- Born: 1936 Ain Bni Mathar, Morocco
- Died: 18 December 1975 (aged 38–39) Casablanca, Morocco
- Cause of death: Assassination (suspected by Shabiba Islamiya)
- Occupations: journalist, Engineer, Lawyer, Trade unionist
- Known for: Founding member of Union Socialiste des Forces Populaires (USFP), Editor of Al Muharrir
- Notable work: Editor of Al Muharrir
- Political party: Union Socialiste des Forces Populaires (USFP)

= Omar Benjelloun =

Moroccan journalist and politician

Omar Benjelloun (عمر بنجلون; 1936 in Ain Bni Mathar – 18 December 1975 in Casablanca) was a Moroccan journalist, engineer, lawyer and trade union activist.

==Biography==
Omar Benjelloun was born in 1936 in Ain Bni Mathar. He hailed from one of the most affluent families in Morocco. He attended French school and later studied law in France. Following his graduation in telecommunications and law in Paris, Benjelloun returned to Morocco to take up a post as a regional director in telecommunications in Casablanca. In 1959, after leaving the Istiqlal Party with other members, he went on to become the general secretary of the socialist party USFP (Union Socialiste des Forces Populaires), of which he had been a founding member, and editor of its newspaper Al Muharrir.

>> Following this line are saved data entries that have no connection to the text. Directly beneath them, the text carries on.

PR #6210, opened 2025-08-28
Another batch of fixes for rpc service

asiegel-jt:


src/discof/replay/fd_replay_notif.h
```diff
@@ -14,12 +14,14 @@ struct __attribute__((aligned(64UL))) fd_replay_notif_msg {
       ulong parent;
       ulong root;
       ulong slot;
+      ulong slot_idx;
```
cali-jumptrading: don't really like the name of `slot_idx`. It's not clear what this field is used for. Could we name it something like `epoch_slot_offset`?

jumpsiegel (approved):

PR #6212, opened 2025-08-28
Fix fdctl netconf

ripatel-fd:


jherrera-jump (dismissed):
Leaving this here for posterity

@jherrera-jump 
> What's the motivation for trying to optimize a print? Do we print stuff in a non-development context? I feel like it makes more sense to avoid using private methods unless it will fix a broken test or make the program faster at runtime.

@ripatel-fd 
>Good point. This is not an optimization, but rather a bug fix. fdctl netconf is a debugging command that prints out some internal tile state as human-readable data. This command maps workspaces read-only (to avoid breaking a prod node). However, it calls a function that writes and takes a lock.

jherrera-jump (approved):

PR #6838, opened 2025-10-21
restore: keep rec_pool lock while loading snap

ripatel-fd:
Remove some atomic CAS operations from snapshot loader

### DIFF
--- a/src/discof/restore/fd_snapin_tile.c
+++ b/src/discof/restore/fd_snapin_tile.c
@@ -72,6 +72,7 @@ struct fd_snapin_tile {
   uchar *         acc_data;
 
   fd_funk_txn_xid_t xid[1]; /* txn XID */
+  fd_funk_txn_t *   funk_txn;
 
   fd_stem_context_t *      stem;
   fd_ssparse_t *           ssparse;
@@ -123,6 +124,7 @@ static inline int
 should_shutdown( fd_snapin_tile_t * ctx ) {
   if( FD_UNLIKELY( ctx->state==FD_SNAPSHOT_STATE_SHUTDOWN ) ) {
     FD_LOG_NOTICE(( "loaded %.1fM accounts from snapshot in %.3f seconds", (double)ctx->metrics.accounts_inserted/1e6, (double)(fd_log_wallclock()-ctx->boot_timestamp)/1e9 ));
+    fd_funk_rec_pool_unlock( ctx->funk->rec_pool );
   }
   return ctx->state==FD_SNAPSHOT_STATE_SHUTDOWN;
 }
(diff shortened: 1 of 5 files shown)


src/discof/restore/fd_snapin_tile.c
```diff
@@ -611,6 +636,7 @@ handle_control_frag( fd_snapin_tile_t *  ctx,
         fd_funk_txn_remove_published( ctx->funk );
       } else {
         fd_funk_txn_cancel( ctx->funk, ctx->xid );
```
ripatel-fd, line 639: This will deadlock, need to temporarily release record lock before doing txn level operations.

src/discof/restore/fd_snapin_tile.c
```diff
@@ -123,6 +124,7 @@ static inline int
 should_shutdown( fd_snapin_tile_t * ctx ) {
   if( FD_UNLIKELY( ctx->state==FD_SNAPSHOT_STATE_SHUTDOWN ) ) {
     FD_LOG_NOTICE(( "loaded %.1fM accounts from snapshot in %.3f seconds", (double)ctx->metrics.accounts_inserted/1e6, (double)(fd_log_wallclock()-ctx->boot_timestamp)/1e9 ));
+    fd_funk_rec_pool_unlock( ctx->funk->rec_pool );
```
mmcgee-jump, line 127: do this in `FD_SNAPSHOT_MSG_CTRL_SHUTDOWN` not here

src/discof/restore/fd_snapin_tile.c
```diff
@@ -607,12 +632,15 @@ handle_control_frag( fd_snapin_tile_t *  ctx,
...
 
+      fd_funk_rec_pool_unlock( ctx->funk->rec_pool );
       if( ctx->full ) {
         fd_funk_txn_remove_published( ctx->funk );
       } else {
         fd_funk_txn_cancel( ctx->funk, ctx->xid );
+        ctx->funk_txn = NULL;
         fd_funk_txn_xid_copy( ctx->xid, fd_funk_last_publish( ctx->funk ) );
       }
+      fd_funk_rec_pool_lock( ctx->funk->rec_pool, 1 );
```
mmcgee-jump, line 643: Not here, I would lock on INIT messages, and unlock on FAIL

src/discof/restore/fd_snapin_tile.c
```diff
@@ -650,16 +681,20 @@ handle_control_frag( fd_snapin_tile_t *  ctx,
...
       }
       FD_TEST( !fd_funk_last_publish_is_frozen( ctx->funk ) );
 
       /* Make 'Last published' XID equal the restored slot number */
       fd_funk_txn_xid_t target_xid = { .ul = { ctx->bank_slot, 0UL } };
       fd_funk_txn_prepare( ctx->funk, ctx->xid, &target_xid );
       fd_funk_txn_publish_into_parent( ctx->funk, &target_xid );
+      ctx->funk_txn = NULL;
       fd_funk_txn_xid_copy( ctx->xid, &target_xid );
+      fd_funk_rec_pool_lock( ctx->funk->rec_pool, 1 );
```
amass-jump, line 697: Is there any need to re-lock here? No additional data/funk stuff should come after snapct has published a DONE control message. Further to what @mmcgee-jump has mentioned already, I think we can lock() on an INIT control message, and unlock() on NEXT/DONE/FAIL control messages. I don't think any additional locks or unlocks should be necessary, unless I'm missing something

Some context on this is that snapct tightly controls the state of the entire pipeline with these control messages and waiting for them to flush through the pipeline before proceeding to new states. There is more info in `src/discof/restore/utils/fd_ssctrl.h`

ripatel-fd:
@amass-jump , can you take over this PR?

PR #6839, opened 2025-10-21
Enable gossip-sourced snapshots in devnet.toml

ripatel-fd:


ripatel-fd:
Oh ok let's just merge it then when it's the default. Not urgent

PR #6842, opened 2025-10-22
gossip: tag bad CRDS values instead of dropping them in gossvf

ravyu-jump:


src/flamenco/gossip/fd_gossip.c
```diff
@@ -551,7 +554,7 @@ process_push_crds( fd_gossip_t *                       gossip,
                    uchar const *                       payload,
                    long                                now,
                    fd_stem_context_t *                 stem ) {
-  /* overrides_fast here, either count duplicates or purge if older (how!?) */
+  if( FD_UNLIKELY( value->gossvf_outcome!=GOSSVF_OUTCOME( SUCCESS_PUSH ) ) ) return -1;
```
mmcgee-jump, line 557: Do this check in the parent function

In 1963 he received a death sentence under the rule of Hassan II, but was later pardoned. He was again arrested in 1966 and 1973 and subjected to torture.

On 18 December 1975 he was stabbed or battered to death in front of his home in Casablanca. It is suspected that he was killed by the extremist group Shabiba Islamiya. After Benjelloun's assassination, Abdelkrim Motii, founder of the Shabiba Islamiya, had to flee Morocco.